PR #249, opened 2019-05-16
PyDKB hdfs fix

Evildoor:
Fix some HDFSProducer-related errors discovered during tests.

### DIFF
--- a/Utils/Dataflow/pyDKB/common/hdfs.py
+++ b/Utils/Dataflow/pyDKB/common/hdfs.py
@@ -193,24 +193,24 @@ def listdir(dirname, mode='a'):
     return result
 
 
-def basename(path):
+def basename(p):
     """ Return file name without path. """
-    if path is None:
-        path = ''
-    return path.basename(path).strip()
+    if p is None:
+        p = ''
+    return path.basename(p).strip()
 
 
-def dirname(path):
+def dirname(p):
     """ Return dirname without filename. """
-    if path is None:
-        path = ''
-    return path.dirname(path).strip()
+    if p is None:
+        p = ''
+    return path.dirname(p).strip()
 
 
-def join(path, filename):
+def join(p, filename):
     """ Join path and filename. """
-    if path is None:
-        path = ''
+    if p is None:
+        p = ''
     if filename is None:
         filename = ''
-    return path.join(path, filename).strip()
+    return path.join(p, filename).strip()
--- a/Utils/Dataflow/pyDKB/common/hdfs.py
+++ b/Utils/Dataflow/pyDKB/common/hdfs.py
@@ -207,10 +207,12 @@ def dirname(p):
     return path.dirname(p).strip()
 
 
-def join(p, filename):
-    """ Join path and filename. """
-    if p is None:
-        p = ''
-    if filename is None:
-        filename = ''
-    return path.join(p, filename).strip()
+def join(p, *args):
+    """ Join given paths. """
+    paths = []
+    for a in [p] + list(args):
+        if a is None:
+            paths.append('')
+        else:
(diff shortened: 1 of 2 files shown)


mgolosova:
631adcb says:
> - The function was working incorrectly due to same name - path - used for
>  module and variable. However, this is obsolete after this commit.

It doesn\`t look very nice for at least two reasons:
* making `hdfs.join()` work with any number of args (the commit summary) by itself doesn\`t give (at least, me; I can\`t say for anyone else) any good reason to rename the first parameter, as it is related only to the second one;
* this commit mentions (and solves) some local problem, which is a part of a more common issue (you wrote about this `path`/`path` collision in e-mail and mentioned that there are a number of functions with this problem; and one can even see it (in the diff context): `return path.dirname(path).strip()` -- last line of another function).
I know it is not the case, but (if I haven\`t had that email) it looks like you haven\`t noticed other occurencies of this issue or simply decided to ignore it

Maybe the `path` -> `first_path` renaming was really just a part of adaptation of the function for multiple arguments; still the commit mentions it separately, and it makes reader to pay special attention and ask questions. So to avoid misunderstanding it would be better to either fix the common issue before the 631adcb, or do it right after it. After is a bit worse (as misunderstanding is already here), but would work if you have simply renamed the parameter and didn\`t notice the issue at all at that moment. Yet you did ;)

Evildoor:
My apologies - while I've seen the problems with the other functions and mentioned them in the email, I forgot about them while fixing hdfs.path(). Moved the renaming into a separate commit and fixed the other functions in it.

Utils/Dataflow/pyDKB/common/hdfs.py
```diff
@@ -207,10 +207,14 @@ def dirname(p):
...
         p = ''
-    if filename is None:
-        filename = ''
-    return path.join(p, filename).strip()
+    for a in args:
+        if a is None:
+            paths.append('')
+        else:
+            paths.append(a)
+    return path.join(p, *paths).strip()
```
mgolosova: And now I noticed: is there any need to leave `p` as a separate parameter? Looks like
```
join(*args):
  ...
  return path.join(*paths).strip()
```
will also work.

Evildoor: True. I've left the separate parameter to make the function similar to [os.path.join()](https://docs.python.org/2/library/os.path.html#os.path.join)'s definition, but it seems that it isn't required and we can simplify our code.

Implemented the change.

mgolosova: Er, I didn\`t notice this... In fact, it changes things: in `os.path.join()` (and in `posixpath.join()`, as well) it is not only about definition, it is about a required argument. So I wasn\`t exactly right: the version I have suggested is not really an equivalent to what it was (and it would be OK to point out this mistake ;) ).
So now we have a couple of options:
* rely on `posixpath.join()` exception;
* return empty string if no arguments passed;
* make the first argument required as it was (just handle it together with the rest of the arguments, like `for p in ([path] + args): ...`).

First variant is not very good, as on paper our function doesn\`t require arguments to be specified yet fails if there\`s none in deed. Which one of the rest of list is better I don\`t know: to follow the convenient of such functions or to return what user asks for (want to join nothing? Alright, get nothing).

Evildoor: Well, I picked this option:

> rely on posixpath.join() exception;

but you are right - if the function fails without arguments, this fact should be reflected somewhere, for example, in its definition or description. Done this instead:

> make the first argument required as it was (just handle it together with the rest of the arguments, like for p in ([path] + args): ...).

──────

**WHAT YOU NEED TO DO:**
Which lines of the listing above hold the word "together"? Copy each of them.

**RESPONSE AREA:**
* make the first argument required as it was (just handle it together with the rest of the arguments, like `for p in ([path] + args): ...`).
> make the first argument required as it was (just handle it together with the rest of the arguments, like for p in ([path] + args): ...).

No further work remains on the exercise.